Ich möchte mehr Leute da oben überzeugen, dass sie ein Interesse an den Kids da unten haben sollten. Als den Amerikanern das Problem damals bewusst wurde, begannen sie ziemlich schnell, Lösungen zu entwickeln.
Eine der interessantesten war die Erfindung der kostenlosen weiterführenden Schule, der High School. Das brachte dem Land einen Schub durch Humankapital. Die amerikanische Arbeiterschaft war dadurch in den ersten zwei Dritteln des 20. Jahrhunderts weit besser ausgebildet als anderswo, und das ist ein Faktor, der den Wohlstand Amerikas in dieser Periode erklärt. Diese Reform gab reichen und armen Kindern ähnliche Aufstiegschancen. Dazu bedurfte es dessen, was Tocqueville „aufgeklärtes Eigeninteresse“ nennt: Reiche bezahlten für die Bildung anderer Leute Kinder und realisierten, dass das besser für alle sein würde. Ich glaube, Amerika könnte heute eine ähnliche kulturelle Veränderung herbeiführen.

Was ist heute das Äquivalent für die High School?

Frühkindliche Bildung von 0 bis 4 Jahren wäre ein wichtiger Beitrag, um mehr Chancengleichheit herzustellen.
Ich denke auch, dass wir sehr viel mehr Energie und Geld für das Community College aufwenden sollten.

So ähnlich wie das duale System in Deutschland, die Berufsausbildung?

Absolut. In diesem Bereich können wir sehr viel von Deutschland lernen. Aber die wichtigste Veränderung besteht darin, den seit 50 oder 60 Jahren anhaltenden Niedergang in der gemeinschaftlichen Solidarität umzukehren.
Ich denke nicht, dass das von heute auf morgen passiert. Aber das ist die langfristige Perspektive, die wir haben sollten, wenn wir über Baltimore nachdenken.

Aber was würden Sie einer alleinerziehenden Mutter in Baltimore raten, die ihren Kindern heute schon eine Chance geben will?

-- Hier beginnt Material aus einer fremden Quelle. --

PR #147, opened 2017-10-26
Fill in max possible Votes automatically

phash:
Fields get filled on PanelStart, delegates-click or account selection
change

another approach to #134

### DIFF
--- a/src/main/java/org/semux/gui/panel/DelegatesPanel.java
+++ b/src/main/java/org/semux/gui/panel/DelegatesPanel.java
@@ -36,6 +36,7 @@ import org.semux.core.Delegate;
 import org.semux.core.PendingManager;
 import org.semux.core.Transaction;
 import org.semux.core.TransactionType;
+import org.semux.core.Unit;
 import org.semux.core.state.DelegateState;
 import org.semux.crypto.Hex;
 import org.semux.gui.Action;
@@ -100,6 +101,7 @@ public class DelegatesPanel extends JPanel implements ActionListener {
                 JTable table = (JTable) me.getSource();
                 Point p = me.getPoint();
                 int row = table.rowAtPoint(p);
+                refreshMaxUnvotes();
                 if (me.getClickCount() == 2) {
                     Delegate d = tableModel.getRow(table.convertRowIndexToModel(row));
                     if (d != null) {
@@ -320,11 +322,13 @@ public class DelegatesPanel extends JPanel implements ActionListener {
 
         switch (action) {
         case REFRESH: {
+            refreshMaxVotes();
             refreshAccounts();
             refreshDelegates();
             break;
         }
         case SELECT_ACCOUNT: {
+            refreshMaxVotes();
             refreshDelegates();
             break;
         }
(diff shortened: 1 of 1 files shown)


src/main/java/org/semux/gui/panel/DelegatesPanel.java
```diff
@@ -320,11 +322,13 @@ public synchronized void actionPerformed(ActionEvent e) {
...
         switch (action) {
         case REFRESH: {
+            refreshMaxVotes();
             refreshAccounts();
             refreshDelegates();
             break;
         }
         case SELECT_ACCOUNT: {
+            refreshMaxVotes();
             refreshDelegates();
```
semuxproject: Add ``refreshMaxUnvote()`` here because the max unvote amount depends on both delegate and account.

src/main/java/org/semux/gui/panel/DelegatesPanel.java
```diff
@@ -320,11 +322,13 @@ public synchronized void actionPerformed(ActionEvent e) {
 
         switch (action) {
         case REFRESH: {
+            refreshMaxVotes();
```
semuxproject: Needs to add `refreshMaxUnvote()` because the account list may have been changed on the `REFRESH` event.

src/main/java/org/semux/gui/panel/DelegatesPanel.java
```diff
@@ -491,9 +495,30 @@ private void refreshDelegates() {
...
     }
 
+    /*
+     * updates textVote with the highest possible amount of SEM for this account
+     */
+    private void refreshMaxVotes() {
+        if (null != getSelectedAccount()) {
+            Long voteable = ((getSelectedAccount().getBalance() - Config.MIN_TRANSACTION_FEE_SOFT) / Unit.SEM);
+            textVote.setText(voteable > 1 ? String.valueOf(voteable) : "");
+        }
```
semuxproject: How about clear the text field if no account is selected? Also, consider use `SwingUtil.formatVote(long)`.

src/main/java/org/semux/gui/panel/DelegatesPanel.java
```diff
@@ -491,9 +495,30 @@ private void refreshDelegates() {
...
+
+    /*
+     * updates textUnvote with the amount of votes already voted for this delegate
+     */
+    private void refreshMaxUnvotes() {
+        if (getSelectedDelegate() != null)
+            textUnvote.setText(getSelectedDelegate().getVotesFromMe() / Unit.SEM > 0
+                    ? String.valueOf(getSelectedDelegate().getVotesFromMe() / Unit.SEM)
+                    : "");
+    }
```
semuxproject: IMPORTANT: the `getVotesFromMe()` is the total votes from all my accounts; should use `getDelegateState().getVote(byte[] voter, byte[] delegate)`.

Also, same issue as `refreshMaxVotes()`

phash: changed it - didn't realize it is for all votes of my account

phash:
done

semuxproject:
Did you test your code. Vote/unvote fields are filled with zeros.

phash:
I tested it - and here it looks fine... If I click a delegate I get the votes into my unvote Field

phash:
image

phash:
found an error - SwingUtil.formatVote() works in a different way now, so I had to calculate with full SEM and no longer divided by Unit.SEM

PR #178, opened 2017-11-06
adding message for invalid amounts 

lodyman93:


semuxproject:
Hi @lodyman93, how is the message being used?

lodyman93:
i created another two pull requests on voting panel and on send panel that utilize it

Ich würde ihr sagen, es ist sehr wichtig, dass sie ihren Kindern beständige, persönliche Zuwendung schenkt. Das schließt etwa mit ein, den Kindern jeden Tag vorzulesen.
Wir wissen, dass diese Art von aktiver, stetiger Anteilnahme mächtige Wirkung entfaltet.
Das klingt natürlich etwas blöd von jemandem wie mir. Für mich mit meinen Enkeln und für meine Kinder, die ihren Kindern vorlesen, ist das einfacher, weil wir nicht in Armut leben.
Es soll also nicht so rüberkommen, als würde ich der armen Mutter ihre Defizite vorwerfen.
Aber es ist tatsächlich so, dass arme Eltern ihren Kindern helfen wollen, aber dass sie dazu nicht in der Lage sind.
Teilweise aus wirtschaftlichen Umständen, oder weil es an Vorbildern mangelt, die ihnen ermöglichen würden, bessere Eltern zu sein.
Das gilt gleichermaßen für die armen weißen Mütter wie für die armen schwarzen und hispanischen Familien.
Ich würde also einer armen weißen Mutter in den Appalachen denselben Rat geben wie der schwarzen Mutter in Baltimore.